■ Problem
All that should be output is the block of lines below from the line with "html_report: fix value writing to json report" to the line with "PR #951, opened 2017-01-26", both included, exactly as written.

■ Material shown
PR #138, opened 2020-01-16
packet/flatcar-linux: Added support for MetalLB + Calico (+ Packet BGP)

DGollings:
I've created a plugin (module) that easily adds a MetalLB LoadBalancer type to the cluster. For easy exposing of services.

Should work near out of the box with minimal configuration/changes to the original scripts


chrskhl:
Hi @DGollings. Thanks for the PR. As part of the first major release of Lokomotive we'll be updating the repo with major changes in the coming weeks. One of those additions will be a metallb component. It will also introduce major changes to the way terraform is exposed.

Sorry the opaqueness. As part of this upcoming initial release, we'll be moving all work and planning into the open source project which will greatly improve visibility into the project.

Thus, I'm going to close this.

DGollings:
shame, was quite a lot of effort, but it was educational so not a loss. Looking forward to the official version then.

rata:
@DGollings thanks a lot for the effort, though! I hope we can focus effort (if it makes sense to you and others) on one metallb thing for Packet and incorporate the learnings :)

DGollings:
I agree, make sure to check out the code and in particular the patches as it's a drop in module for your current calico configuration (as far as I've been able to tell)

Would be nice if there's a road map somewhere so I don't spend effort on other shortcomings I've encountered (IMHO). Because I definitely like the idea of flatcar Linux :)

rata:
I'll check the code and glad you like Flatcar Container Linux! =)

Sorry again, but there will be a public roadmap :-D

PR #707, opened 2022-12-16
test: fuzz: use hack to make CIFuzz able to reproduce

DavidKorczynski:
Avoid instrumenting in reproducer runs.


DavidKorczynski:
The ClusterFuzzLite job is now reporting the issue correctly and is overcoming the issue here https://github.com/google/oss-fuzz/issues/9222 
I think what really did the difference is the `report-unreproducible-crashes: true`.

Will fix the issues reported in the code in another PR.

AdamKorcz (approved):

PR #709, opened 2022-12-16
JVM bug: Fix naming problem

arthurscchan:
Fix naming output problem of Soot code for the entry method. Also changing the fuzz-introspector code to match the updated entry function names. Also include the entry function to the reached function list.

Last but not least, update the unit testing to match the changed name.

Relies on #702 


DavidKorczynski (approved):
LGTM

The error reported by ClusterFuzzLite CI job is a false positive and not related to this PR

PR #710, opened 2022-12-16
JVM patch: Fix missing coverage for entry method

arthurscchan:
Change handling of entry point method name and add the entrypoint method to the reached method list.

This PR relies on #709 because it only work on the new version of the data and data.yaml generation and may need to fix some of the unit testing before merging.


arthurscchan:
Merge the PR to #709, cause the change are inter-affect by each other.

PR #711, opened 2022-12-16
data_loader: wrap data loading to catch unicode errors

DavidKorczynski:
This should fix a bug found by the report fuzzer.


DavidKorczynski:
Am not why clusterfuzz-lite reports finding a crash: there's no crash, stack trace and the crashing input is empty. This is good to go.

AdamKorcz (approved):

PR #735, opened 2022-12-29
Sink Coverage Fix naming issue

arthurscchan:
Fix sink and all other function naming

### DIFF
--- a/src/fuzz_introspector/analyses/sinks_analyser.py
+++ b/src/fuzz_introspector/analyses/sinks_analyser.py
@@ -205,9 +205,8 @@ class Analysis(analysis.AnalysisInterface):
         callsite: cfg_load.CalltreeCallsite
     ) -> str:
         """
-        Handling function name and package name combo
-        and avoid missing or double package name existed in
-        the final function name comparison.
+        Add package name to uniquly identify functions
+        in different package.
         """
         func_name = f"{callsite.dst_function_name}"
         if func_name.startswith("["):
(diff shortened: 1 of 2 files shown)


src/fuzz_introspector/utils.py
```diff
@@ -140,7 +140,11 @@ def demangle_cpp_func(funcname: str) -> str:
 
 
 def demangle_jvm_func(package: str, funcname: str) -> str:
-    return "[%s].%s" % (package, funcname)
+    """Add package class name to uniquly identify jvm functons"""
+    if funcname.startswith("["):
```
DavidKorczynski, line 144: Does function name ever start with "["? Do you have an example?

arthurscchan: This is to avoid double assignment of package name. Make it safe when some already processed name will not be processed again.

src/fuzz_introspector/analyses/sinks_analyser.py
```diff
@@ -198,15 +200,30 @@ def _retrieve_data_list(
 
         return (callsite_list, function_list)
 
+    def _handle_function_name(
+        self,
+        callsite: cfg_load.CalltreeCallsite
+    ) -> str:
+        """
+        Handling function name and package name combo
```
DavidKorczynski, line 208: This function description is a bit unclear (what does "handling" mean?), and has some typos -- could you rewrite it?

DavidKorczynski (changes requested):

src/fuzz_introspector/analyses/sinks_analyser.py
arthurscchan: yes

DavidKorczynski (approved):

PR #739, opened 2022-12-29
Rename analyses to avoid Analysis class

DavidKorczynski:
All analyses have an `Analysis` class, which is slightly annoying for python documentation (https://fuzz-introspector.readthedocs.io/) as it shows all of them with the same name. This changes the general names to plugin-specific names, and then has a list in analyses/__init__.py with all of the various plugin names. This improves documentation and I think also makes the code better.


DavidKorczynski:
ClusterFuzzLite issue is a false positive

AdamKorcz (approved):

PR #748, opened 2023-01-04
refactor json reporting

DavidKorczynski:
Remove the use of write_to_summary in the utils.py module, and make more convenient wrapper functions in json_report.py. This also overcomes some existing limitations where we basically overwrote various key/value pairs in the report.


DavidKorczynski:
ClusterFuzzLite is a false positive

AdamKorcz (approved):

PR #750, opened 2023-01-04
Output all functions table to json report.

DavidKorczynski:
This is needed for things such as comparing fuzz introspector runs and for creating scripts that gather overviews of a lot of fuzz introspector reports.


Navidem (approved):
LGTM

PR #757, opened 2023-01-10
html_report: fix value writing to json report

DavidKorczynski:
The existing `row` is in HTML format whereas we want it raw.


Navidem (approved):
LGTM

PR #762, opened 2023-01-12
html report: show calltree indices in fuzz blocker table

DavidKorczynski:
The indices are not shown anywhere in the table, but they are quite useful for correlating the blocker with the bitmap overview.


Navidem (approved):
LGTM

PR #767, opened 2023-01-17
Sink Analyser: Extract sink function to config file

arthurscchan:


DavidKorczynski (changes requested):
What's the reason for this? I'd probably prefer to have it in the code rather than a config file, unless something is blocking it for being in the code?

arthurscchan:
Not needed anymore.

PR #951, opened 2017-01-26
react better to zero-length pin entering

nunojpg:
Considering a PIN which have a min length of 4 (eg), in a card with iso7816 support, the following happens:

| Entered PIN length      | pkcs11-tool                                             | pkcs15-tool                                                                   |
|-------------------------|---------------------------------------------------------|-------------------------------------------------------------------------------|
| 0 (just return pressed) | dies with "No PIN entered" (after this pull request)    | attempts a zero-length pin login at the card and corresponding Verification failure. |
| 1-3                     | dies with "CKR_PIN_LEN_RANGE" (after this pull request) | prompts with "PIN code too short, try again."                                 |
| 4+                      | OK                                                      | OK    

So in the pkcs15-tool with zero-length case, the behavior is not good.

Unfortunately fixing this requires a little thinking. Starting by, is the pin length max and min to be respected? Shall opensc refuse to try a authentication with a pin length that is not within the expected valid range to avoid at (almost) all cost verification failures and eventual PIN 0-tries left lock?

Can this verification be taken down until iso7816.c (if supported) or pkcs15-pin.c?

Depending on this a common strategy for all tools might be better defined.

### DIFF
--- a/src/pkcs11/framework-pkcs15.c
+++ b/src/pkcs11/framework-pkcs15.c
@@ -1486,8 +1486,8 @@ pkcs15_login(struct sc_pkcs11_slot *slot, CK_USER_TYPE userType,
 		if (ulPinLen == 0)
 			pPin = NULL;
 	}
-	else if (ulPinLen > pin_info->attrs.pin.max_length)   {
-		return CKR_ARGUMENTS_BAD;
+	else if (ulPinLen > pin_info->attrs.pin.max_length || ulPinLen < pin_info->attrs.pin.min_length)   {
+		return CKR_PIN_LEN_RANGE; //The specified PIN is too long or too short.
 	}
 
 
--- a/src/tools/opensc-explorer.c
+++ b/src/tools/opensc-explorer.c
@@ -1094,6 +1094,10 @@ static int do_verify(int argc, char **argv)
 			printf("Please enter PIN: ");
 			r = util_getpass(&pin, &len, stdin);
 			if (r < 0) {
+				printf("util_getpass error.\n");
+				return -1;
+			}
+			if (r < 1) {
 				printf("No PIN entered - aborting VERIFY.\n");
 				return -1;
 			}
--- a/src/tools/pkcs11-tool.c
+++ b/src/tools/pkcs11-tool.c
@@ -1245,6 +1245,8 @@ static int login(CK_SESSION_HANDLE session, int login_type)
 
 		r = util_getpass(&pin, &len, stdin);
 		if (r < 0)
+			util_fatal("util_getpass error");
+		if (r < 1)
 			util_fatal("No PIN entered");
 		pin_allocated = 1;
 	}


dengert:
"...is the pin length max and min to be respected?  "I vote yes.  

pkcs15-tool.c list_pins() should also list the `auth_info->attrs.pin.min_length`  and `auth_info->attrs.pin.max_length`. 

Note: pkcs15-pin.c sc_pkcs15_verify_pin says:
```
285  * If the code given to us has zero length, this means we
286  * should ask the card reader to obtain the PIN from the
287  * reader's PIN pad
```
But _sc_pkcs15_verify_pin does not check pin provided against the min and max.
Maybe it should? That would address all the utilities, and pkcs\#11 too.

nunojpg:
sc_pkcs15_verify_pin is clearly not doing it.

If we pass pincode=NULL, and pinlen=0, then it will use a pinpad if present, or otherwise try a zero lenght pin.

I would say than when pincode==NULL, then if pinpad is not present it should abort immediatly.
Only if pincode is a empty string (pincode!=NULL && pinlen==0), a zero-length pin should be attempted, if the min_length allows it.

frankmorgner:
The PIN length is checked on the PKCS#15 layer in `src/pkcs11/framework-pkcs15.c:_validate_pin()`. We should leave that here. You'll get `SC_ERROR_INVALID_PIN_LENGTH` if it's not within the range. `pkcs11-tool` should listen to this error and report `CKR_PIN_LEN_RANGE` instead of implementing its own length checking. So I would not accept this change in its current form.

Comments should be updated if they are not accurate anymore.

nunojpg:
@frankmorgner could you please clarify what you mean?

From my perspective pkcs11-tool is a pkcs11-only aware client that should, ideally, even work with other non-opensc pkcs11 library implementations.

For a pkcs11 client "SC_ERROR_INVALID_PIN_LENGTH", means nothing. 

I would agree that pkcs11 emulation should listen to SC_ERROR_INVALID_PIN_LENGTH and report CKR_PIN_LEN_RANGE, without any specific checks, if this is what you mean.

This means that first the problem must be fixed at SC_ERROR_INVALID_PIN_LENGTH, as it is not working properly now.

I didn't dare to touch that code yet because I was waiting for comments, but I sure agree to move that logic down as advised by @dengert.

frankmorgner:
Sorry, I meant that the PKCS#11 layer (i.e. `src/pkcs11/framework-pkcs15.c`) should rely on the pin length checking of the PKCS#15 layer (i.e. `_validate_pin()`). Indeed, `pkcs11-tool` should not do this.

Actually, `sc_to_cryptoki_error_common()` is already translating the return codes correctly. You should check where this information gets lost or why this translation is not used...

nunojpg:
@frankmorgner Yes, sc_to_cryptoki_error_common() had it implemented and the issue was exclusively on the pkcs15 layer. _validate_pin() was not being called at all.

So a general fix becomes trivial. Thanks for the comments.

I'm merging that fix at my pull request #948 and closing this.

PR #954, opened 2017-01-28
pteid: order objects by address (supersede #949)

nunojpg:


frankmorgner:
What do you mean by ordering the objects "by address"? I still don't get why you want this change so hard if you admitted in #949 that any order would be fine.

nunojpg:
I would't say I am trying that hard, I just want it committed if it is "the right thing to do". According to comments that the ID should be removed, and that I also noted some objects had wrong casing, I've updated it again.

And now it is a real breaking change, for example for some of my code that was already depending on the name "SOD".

■ Solution
html_report: fix value writing to json report

DavidKorczynski:
The existing `row` is in HTML format whereas we want it raw.


Navidem (approved):
LGTM

PR #762, opened 2023-01-12
html report: show calltree indices in fuzz blocker table

DavidKorczynski:
The indices are not shown anywhere in the table, but they are quite useful for correlating the blocker with the bitmap overview.


Navidem (approved):
LGTM

PR #767, opened 2023-01-17
Sink Analyser: Extract sink function to config file

arthurscchan:


DavidKorczynski (changes requested):
What's the reason for this? I'd probably prefer to have it in the code rather than a config file, unless something is blocking it for being in the code?

arthurscchan:
Not needed anymore.

PR #951, opened 2017-01-26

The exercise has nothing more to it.